Karl Nolle, MdL

DNN/LVZ, 19.01.2002

Neutrales Unionslager geht auf "Königsmörder" Milbradt zu

CDU-Mitglieder solidarisieren sich mit ihrem Parteichef / Abgeordnete sind zu schneller Einigung verdammt
 
Dresden. Es sollte ein politischer Coup mit Tiefenwirkung werden: Kein anderer als der CDU-Landeschef persönlich, meinte Ministerpräsident Kurt Biedenkopf (CDU) vor Tagen, sei der Grund für seinen Rückzug im April. Schließlich habe Georg Milbradt seine Demontage betrieben, die "Geschäftsgrundlage" zerstört.
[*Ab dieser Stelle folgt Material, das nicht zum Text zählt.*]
PR #7228, opened 2020-07-06
[UWP] Fix to SynchronizeWithVerticalRetrace = false, causing a crash on startup

### LINKED ISSUE #6020: [UWP] Disabling V-Sync crashes MG
Setting graphics.SynchronizeWithVerticalRetrace to false causes MG to crash.

BMarques:
This is a simple fix to stop from the game to crash when starting, when SynchronizeWithVerticalRetrace  = false when building for UWP, but the VSync is still enabled anyway (will probably do another Pull Request some time later to fix this as well, after I'm confortable with my (somewhat big) changes). 
Fixes #6020


BMarques:
This was my first pull request, I'm pretty sure I'm doing something wrong ... I only wanted to pull the 466b07b

BMarques:
Do I need to say something spefici or request a review so that someone can have a look at this? As I said it's my first PR, but i'm a bit confused why there's no reaction after three weeks :).

Jjagg:
No, it's all on us that we missed this PR, sorry!

I'm on mobile but I'll review this later today.

Reading some more about the flipping model, it seems like it would be a good optimization to check for buffer flipping support on WindowsDX too.

MonoGame.Framework/Platform/Graphics/GraphicsDevice.DirectX.cs
```diff
@@ -187,6 +187,30 @@ protected virtual void CreateDeviceResources()
...
+#if WINDOWS_UAP
+            // Check if tearing is supported
+            if (PresentationParameters.PresentationInterval == PresentInterval.Immediate)
+            {
+                RawBool allowTearing;
+                using (var dxgiFactory2 = new Factory2())
+                {
+                    unsafe
+                    {
+                        var factory5 = dxgiFactory2.QueryInterface<Factory5>();
```
Jjagg, line 199: This line should go inside the `try ... catch` block in case the interface isn't supported.

MonoGame.Framework/Platform/Graphics/GraphicsDevice.DirectX.cs
```diff
@@ -187,6 +187,30 @@ protected virtual void CreateDeviceResources()
                 creationFlags |= SharpDX.Direct3D11.DeviceCreationFlags.Debug;
             }
 
+#if WINDOWS_UAP
+            // Check if tearing is supported
+            if (PresentationParameters.PresentationInterval == PresentInterval.Immediate)
```
Jjagg, line 192: This check should happen in `OnPresentationChanged` because CreateDeviceResources is only called when the GD is created (I think the rest of the code here is not 100% consistent either though).

BMarques:
Thanks, I'll have a look at your comments either today or tomorrow.

MonoGame.Framework/Platform/Graphics/GraphicsDevice.DirectX.cs
BMarques: The reason why it's not within a try catch is because that factory interface was introduced on the Anniversary SDK (14393). MonoGame doesn't support a lower version, so I just decided not to do a try catch because it shouldn't ever throw an exception. Do you want me to do it nevertheless?

MonoGame.Framework/Platform/Graphics/GraphicsDevice.DirectX.cs
BMarques: I moved it as you requested, it's still working on my sample as before.

BMarques:
> No, it's all on us that we missed this PR, sorry!
> 
> I'm on mobile but I'll review this later today.
> 
> Reading some more about the flipping model, it seems like it would be a good optimization to check for buffer flipping support on WindowsDX too.

From what I saw, on WindowsDX, there are some things that are not clear. MonoGame supports Windows 7, right? The new flip models only work on Windows 8 (FlipSequential) and Windows 10 (FlipDiscard). If MonoGame had a way to know which version of Windows is running the code, then it should be possible to create a better ToSwapEffect helper method. For UWP this was easy, but not so much for Desktop.

Jjagg:
Yes, we can figure out the Windows version and verify the OS supports flipping. But that was just a thought for future improvement and not a suggestion for this pull request :)

MonoGame.Framework/Platform/Graphics/GraphicsDevice.DirectX.cs
```diff
@@ -317,11 +341,19 @@ internal void CreateSizeDependentResources()
             // If the swap chain already exists... update it.
             if (_swapChain != null)
             {
+                var swapChainFlags = SwapChainFlags.None;
+#if WINDOWS_UAP
+                if (PresentationParameters.PresentationInterval == PresentInterval.Immediate)
+                {
+                    swapChainFlags = SwapChainFlags.AllowTearing;
+                }    
+#endif
```
Jjagg, line 350: If you move the code here out of the if statement you can use the  swapChainFlags variable below in the initializer when creating a new swapchain and remove the duplicate code.

MonoGame.Framework/Platform/Graphics/GraphicsDevice.DirectX.cs
```diff
@@ -251,6 +252,29 @@ protected virtual void CreateDeviceResources()
 
         internal void CreateSizeDependentResources()
         {
+#if WINDOWS_UAP
```
Jjagg, line 255: Could you extract this into a function? That'd keep this function a little easier to read.

MonoGame.Framework/Platform/Graphics/GraphicsDevice.DirectX.cs
```diff
@@ -187,6 +187,7 @@ protected virtual void CreateDeviceResources()
                 creationFlags |= SharpDX.Direct3D11.DeviceCreationFlags.Debug;
             }
 
+
```
Jjagg, line 190: Looks like you accidentally added a line here.

MonoGame.Framework/Platform/Graphics/GraphicsDevice.DirectX.cs
BMarques: Nice catch, I didn't notice. Will improve this.

MonoGame.Framework/Platform/Graphics/GraphicsDevice.DirectX.cs
BMarques: Yep, cut paste code to somewhere else left a trail behind :)

MonoGame.Framework/Platform/Graphics/GraphicsDevice.DirectX.cs
BMarques: Done.

MonoGame.Framework/Platform/Graphics/GraphicsDevice.DirectX.cs
```diff
@@ -378,7 +358,7 @@ internal void CreateSizeDependentResources()
                 };
```
Jjagg, line 358: You can move setting Flags in the SwapChainDescription1 initializer here.
Also don't need the WINDOWS_UAP check since it's set to none for WindowsDX which is fine.

```suggestion
                    Flags = swapChainFlags,
                };
```

Jjagg:
Awesome! This is great @BMarques, thanks again 😁

BMarques:
Glad to help, it was a nice first PR experience, learnt a lot about git :).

Das klang brachial, war aber mehr als eine Warnung vor dem Erzrivalen; es ging um die Wirkung auf Partei und Fraktion. Tenor: Mit Königsmördern wie Milbradt lässt sich schlecht Politik betreiben und Wahlen gewinnen schon gar nicht.

Doch der Schuss ging weitgehend nach hinten los. Der Vorstoß des Ministerpräsidenten, meint Ex-Gleichstellungsministerin Friederike de Haas (CDU), sei "eine Falle" gewesen, aufgestellt für die Unschlüssigen in der Fraktion. Das Spiel mit der Dolchstoßlegende aber sei "nicht aufgegangen". Ähnlich klar sieht auch Ex-Justizminister Steffen Heitmann (CDU) die Lage: "Das unwürdige Auftreten von Biedenkopf hat zur Solidarisierung mit dem Parteichef geführt", und das sei schlicht das Gegenteil von dem, was der Ministerpräsident gewollt habe.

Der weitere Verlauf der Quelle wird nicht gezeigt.